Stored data

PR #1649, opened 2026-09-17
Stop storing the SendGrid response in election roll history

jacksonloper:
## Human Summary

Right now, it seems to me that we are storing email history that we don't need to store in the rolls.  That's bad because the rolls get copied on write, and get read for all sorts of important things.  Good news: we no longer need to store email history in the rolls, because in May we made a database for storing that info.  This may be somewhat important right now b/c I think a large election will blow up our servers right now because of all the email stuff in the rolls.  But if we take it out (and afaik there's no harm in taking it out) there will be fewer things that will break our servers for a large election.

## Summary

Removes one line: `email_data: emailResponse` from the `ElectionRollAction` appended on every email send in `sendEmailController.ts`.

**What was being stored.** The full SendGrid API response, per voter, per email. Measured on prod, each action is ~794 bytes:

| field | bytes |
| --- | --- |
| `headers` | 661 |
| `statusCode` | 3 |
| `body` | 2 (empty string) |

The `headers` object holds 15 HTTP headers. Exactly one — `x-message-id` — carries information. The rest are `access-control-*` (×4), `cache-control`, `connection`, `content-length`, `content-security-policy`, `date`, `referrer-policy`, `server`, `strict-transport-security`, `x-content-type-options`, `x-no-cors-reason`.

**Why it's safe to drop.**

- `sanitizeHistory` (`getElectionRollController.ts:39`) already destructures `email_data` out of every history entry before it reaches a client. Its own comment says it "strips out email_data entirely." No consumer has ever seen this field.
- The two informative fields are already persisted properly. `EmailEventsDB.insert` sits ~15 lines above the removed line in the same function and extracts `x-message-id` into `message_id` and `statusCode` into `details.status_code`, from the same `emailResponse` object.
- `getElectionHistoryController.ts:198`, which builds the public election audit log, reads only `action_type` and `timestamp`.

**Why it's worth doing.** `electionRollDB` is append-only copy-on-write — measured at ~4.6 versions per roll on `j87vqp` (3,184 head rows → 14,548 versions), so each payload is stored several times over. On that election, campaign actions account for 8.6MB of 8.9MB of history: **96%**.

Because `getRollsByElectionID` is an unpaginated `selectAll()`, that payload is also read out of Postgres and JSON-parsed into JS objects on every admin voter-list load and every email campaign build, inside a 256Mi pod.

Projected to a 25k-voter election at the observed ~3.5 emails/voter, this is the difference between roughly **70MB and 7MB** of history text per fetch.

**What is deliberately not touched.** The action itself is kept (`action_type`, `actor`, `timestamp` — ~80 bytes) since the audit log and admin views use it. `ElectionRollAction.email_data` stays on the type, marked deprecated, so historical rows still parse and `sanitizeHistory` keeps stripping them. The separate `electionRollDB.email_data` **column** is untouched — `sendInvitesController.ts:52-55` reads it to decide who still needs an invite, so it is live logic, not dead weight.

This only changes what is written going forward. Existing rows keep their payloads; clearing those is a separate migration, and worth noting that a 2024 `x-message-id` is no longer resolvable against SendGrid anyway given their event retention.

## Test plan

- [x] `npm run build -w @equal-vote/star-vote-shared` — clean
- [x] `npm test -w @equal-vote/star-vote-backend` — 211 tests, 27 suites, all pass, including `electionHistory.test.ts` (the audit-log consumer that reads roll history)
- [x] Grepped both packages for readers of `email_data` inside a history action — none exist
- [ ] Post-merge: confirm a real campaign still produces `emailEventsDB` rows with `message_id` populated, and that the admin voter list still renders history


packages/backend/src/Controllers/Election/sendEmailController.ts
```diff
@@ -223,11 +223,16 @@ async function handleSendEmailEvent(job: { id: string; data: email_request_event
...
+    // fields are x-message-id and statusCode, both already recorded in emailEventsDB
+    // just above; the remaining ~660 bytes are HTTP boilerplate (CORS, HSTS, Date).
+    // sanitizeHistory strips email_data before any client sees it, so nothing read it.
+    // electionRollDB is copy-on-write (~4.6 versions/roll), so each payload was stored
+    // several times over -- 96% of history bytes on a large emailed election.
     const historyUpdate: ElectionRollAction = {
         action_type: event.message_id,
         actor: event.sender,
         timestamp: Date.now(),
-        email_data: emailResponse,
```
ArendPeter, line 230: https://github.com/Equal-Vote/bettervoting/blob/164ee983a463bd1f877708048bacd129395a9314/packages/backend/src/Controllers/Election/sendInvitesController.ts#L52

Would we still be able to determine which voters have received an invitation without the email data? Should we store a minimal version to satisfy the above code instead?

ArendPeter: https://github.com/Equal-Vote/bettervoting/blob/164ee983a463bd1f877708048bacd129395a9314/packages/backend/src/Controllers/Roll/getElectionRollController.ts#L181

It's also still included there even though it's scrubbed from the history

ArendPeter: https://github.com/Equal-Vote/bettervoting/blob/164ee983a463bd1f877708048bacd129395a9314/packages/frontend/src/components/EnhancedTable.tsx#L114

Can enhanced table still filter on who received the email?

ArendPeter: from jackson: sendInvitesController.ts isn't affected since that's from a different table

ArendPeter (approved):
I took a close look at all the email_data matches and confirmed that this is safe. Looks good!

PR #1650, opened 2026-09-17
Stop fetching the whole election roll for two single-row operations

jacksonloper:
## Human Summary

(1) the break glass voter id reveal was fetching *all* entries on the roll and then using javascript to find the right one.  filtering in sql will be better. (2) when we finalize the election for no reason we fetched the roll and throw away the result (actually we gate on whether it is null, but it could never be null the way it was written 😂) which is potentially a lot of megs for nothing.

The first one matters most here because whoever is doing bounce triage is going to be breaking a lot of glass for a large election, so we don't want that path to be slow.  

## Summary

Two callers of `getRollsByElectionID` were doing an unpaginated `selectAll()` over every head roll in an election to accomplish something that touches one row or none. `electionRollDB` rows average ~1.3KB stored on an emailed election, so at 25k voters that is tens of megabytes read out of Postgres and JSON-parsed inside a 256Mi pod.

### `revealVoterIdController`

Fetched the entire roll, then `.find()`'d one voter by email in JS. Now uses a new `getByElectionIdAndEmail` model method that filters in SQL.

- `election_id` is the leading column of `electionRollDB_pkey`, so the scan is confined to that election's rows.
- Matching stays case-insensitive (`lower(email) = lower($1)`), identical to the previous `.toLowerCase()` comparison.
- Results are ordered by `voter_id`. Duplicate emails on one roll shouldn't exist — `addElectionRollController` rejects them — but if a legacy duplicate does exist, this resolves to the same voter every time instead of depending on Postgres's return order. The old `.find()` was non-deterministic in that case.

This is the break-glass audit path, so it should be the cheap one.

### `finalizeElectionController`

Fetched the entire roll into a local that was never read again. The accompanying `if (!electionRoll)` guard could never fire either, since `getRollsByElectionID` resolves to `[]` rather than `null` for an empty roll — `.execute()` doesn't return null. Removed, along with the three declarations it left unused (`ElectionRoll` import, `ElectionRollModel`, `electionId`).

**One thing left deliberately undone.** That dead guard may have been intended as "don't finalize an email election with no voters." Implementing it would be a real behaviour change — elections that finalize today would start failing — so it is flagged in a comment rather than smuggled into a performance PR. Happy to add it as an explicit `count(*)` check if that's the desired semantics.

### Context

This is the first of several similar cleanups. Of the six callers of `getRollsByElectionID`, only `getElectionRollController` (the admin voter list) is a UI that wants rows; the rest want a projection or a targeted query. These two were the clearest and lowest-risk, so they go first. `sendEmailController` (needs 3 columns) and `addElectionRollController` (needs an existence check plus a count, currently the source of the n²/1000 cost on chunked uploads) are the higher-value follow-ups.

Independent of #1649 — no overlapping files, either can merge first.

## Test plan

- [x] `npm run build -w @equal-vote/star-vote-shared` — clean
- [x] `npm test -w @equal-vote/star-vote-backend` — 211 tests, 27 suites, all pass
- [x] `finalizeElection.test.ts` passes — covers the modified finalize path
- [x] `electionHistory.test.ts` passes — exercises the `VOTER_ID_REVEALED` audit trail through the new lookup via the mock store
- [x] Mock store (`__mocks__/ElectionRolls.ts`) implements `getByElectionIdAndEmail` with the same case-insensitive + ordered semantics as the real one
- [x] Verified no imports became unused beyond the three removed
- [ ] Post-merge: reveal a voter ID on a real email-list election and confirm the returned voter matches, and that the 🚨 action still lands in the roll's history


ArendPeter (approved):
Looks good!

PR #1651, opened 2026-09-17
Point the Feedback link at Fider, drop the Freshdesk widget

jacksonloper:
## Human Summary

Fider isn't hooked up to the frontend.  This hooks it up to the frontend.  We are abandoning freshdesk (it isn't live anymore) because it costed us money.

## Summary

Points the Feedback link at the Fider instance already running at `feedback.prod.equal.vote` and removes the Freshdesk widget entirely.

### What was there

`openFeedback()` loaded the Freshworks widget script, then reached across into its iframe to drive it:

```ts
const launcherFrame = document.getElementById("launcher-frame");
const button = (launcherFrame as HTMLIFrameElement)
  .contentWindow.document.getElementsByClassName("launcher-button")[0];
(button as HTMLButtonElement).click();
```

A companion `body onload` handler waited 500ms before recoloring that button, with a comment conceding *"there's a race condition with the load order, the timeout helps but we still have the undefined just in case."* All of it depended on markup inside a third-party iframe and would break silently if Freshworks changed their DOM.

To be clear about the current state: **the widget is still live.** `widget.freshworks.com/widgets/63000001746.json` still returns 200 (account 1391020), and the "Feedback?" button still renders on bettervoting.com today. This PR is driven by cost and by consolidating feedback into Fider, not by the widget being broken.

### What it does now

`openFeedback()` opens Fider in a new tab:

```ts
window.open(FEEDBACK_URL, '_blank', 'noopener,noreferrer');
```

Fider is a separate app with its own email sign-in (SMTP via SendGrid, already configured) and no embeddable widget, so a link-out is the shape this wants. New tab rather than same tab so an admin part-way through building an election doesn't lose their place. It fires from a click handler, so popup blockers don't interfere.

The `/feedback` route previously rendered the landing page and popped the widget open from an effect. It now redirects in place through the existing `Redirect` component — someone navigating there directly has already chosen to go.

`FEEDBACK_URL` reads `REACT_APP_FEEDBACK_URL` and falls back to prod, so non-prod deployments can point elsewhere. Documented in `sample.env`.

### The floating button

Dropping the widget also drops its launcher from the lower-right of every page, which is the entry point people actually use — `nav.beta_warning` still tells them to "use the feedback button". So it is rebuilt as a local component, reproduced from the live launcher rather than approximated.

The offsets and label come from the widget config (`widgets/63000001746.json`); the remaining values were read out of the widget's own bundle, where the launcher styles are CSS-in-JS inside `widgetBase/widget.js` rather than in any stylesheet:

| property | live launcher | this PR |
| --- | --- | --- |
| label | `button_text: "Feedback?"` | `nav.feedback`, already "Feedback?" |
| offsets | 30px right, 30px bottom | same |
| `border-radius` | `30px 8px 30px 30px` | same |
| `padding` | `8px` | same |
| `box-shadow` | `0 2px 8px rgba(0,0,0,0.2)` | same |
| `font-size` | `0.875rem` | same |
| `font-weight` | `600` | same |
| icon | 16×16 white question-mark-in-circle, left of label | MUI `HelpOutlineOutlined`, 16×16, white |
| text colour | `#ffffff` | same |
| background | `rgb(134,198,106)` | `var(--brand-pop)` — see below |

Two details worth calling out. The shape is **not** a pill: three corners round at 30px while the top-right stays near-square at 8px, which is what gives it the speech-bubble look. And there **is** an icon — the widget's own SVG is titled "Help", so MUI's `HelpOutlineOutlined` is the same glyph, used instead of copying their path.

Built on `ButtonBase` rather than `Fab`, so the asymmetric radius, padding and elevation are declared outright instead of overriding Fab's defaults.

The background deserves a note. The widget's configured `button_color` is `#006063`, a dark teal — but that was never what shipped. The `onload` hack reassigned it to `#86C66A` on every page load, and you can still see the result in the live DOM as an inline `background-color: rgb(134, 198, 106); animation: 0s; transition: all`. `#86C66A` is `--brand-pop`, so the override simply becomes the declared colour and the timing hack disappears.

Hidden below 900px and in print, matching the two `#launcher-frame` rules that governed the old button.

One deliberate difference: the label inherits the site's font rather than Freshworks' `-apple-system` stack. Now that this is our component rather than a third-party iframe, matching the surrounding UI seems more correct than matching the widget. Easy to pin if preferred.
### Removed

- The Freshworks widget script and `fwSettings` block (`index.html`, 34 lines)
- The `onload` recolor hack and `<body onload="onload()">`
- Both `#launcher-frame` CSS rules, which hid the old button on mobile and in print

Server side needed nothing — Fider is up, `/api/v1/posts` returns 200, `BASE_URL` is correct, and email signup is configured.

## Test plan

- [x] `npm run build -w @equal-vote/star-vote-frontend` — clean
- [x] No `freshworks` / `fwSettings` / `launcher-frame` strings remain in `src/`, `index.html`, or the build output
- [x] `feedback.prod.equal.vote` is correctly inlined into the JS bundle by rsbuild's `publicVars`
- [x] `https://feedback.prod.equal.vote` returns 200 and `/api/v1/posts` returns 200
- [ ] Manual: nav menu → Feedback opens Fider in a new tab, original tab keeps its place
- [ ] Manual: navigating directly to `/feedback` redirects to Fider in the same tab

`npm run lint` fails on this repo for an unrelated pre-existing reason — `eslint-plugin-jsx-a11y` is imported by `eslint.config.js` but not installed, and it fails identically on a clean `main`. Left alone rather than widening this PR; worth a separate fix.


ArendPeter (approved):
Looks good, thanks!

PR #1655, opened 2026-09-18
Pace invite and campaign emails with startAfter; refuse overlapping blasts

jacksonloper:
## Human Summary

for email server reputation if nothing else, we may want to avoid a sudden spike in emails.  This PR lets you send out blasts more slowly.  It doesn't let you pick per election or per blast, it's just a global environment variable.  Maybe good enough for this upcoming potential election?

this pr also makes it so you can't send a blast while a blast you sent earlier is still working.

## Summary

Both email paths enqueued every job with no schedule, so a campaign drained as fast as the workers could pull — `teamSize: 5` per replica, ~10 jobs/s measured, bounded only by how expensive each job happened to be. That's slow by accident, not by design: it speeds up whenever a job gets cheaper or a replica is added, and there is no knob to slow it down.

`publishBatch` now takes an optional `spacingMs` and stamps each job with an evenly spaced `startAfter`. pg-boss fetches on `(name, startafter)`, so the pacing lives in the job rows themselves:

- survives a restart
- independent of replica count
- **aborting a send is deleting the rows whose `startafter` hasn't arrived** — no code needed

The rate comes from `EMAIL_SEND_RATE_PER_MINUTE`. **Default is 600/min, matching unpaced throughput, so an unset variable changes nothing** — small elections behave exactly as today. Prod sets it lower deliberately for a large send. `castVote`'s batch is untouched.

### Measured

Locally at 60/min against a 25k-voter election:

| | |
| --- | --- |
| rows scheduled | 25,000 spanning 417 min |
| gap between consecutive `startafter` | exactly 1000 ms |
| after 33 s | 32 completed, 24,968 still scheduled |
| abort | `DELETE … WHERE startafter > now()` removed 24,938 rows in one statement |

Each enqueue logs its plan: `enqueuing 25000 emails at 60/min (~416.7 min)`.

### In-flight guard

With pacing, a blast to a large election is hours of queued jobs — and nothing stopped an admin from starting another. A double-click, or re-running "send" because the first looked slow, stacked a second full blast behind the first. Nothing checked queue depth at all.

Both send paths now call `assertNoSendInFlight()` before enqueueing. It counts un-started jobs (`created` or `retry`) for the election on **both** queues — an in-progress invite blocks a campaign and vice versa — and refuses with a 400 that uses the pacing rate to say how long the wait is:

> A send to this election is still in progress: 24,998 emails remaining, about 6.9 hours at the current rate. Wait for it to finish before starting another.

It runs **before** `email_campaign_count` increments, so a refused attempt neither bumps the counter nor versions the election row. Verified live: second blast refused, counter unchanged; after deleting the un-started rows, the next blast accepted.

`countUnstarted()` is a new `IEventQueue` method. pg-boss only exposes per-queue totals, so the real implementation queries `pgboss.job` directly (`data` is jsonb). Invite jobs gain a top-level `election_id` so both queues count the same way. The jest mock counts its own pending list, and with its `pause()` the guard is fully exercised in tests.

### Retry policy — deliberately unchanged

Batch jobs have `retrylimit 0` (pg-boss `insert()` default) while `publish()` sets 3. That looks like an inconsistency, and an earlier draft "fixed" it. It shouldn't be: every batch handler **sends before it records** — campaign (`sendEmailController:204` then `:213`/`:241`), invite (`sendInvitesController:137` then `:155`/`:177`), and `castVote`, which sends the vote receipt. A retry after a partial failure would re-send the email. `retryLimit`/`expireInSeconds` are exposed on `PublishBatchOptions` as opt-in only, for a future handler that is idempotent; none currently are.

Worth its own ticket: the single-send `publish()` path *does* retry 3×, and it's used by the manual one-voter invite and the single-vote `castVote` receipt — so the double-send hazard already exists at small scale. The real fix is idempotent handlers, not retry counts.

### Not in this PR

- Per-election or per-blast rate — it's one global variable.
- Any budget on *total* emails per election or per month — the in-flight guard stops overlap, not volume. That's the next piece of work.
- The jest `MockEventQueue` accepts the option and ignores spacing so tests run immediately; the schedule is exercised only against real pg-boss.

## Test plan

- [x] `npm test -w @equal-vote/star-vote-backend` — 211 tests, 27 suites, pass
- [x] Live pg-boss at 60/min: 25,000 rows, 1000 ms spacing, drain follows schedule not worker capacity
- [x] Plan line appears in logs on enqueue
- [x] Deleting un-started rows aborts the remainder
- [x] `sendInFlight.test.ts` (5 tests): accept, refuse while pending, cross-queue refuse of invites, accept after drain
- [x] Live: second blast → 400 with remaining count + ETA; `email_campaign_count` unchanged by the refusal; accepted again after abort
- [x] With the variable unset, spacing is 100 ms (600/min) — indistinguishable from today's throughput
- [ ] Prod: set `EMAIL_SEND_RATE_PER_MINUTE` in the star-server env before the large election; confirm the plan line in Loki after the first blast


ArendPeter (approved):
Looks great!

Task brief: Only one stretch of the records above is wanted: the lines between the one holding "exactly 1000 ms |" and the one holding "With pacing, a", inclusive, reproduced exactly.

Result:
| gap between consecutive `startafter` | exactly 1000 ms |
| after 33 s | 32 completed, 24,968 still scheduled |
| abort | `DELETE … WHERE startafter > now()` removed 24,938 rows in one statement |

Each enqueue logs its plan: `enqueuing 25000 emails at 60/min (~416.7 min)`.

### In-flight guard

With pacing, a blast to a large election is hours of queued jobs — and nothing stopped an admin from starting another. A double-click, or re-running "send" because the first looked slow, stacked a second full blast behind the first. Nothing checked queue depth at all.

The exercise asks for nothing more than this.